Data for this task -
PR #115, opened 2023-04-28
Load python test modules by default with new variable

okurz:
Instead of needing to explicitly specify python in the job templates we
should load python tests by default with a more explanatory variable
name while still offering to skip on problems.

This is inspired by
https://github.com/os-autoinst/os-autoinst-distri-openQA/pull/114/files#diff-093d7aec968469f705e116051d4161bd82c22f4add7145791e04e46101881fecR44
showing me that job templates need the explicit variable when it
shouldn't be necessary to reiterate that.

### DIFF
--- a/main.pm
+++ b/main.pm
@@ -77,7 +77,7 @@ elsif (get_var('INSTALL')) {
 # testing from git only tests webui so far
==
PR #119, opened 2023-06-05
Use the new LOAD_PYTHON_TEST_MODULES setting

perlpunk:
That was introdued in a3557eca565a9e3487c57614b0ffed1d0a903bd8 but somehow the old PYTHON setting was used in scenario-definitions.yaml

Exercise instructions - For each line above that contains "setting", add one to a count, then state only the final number.

Written answer - 2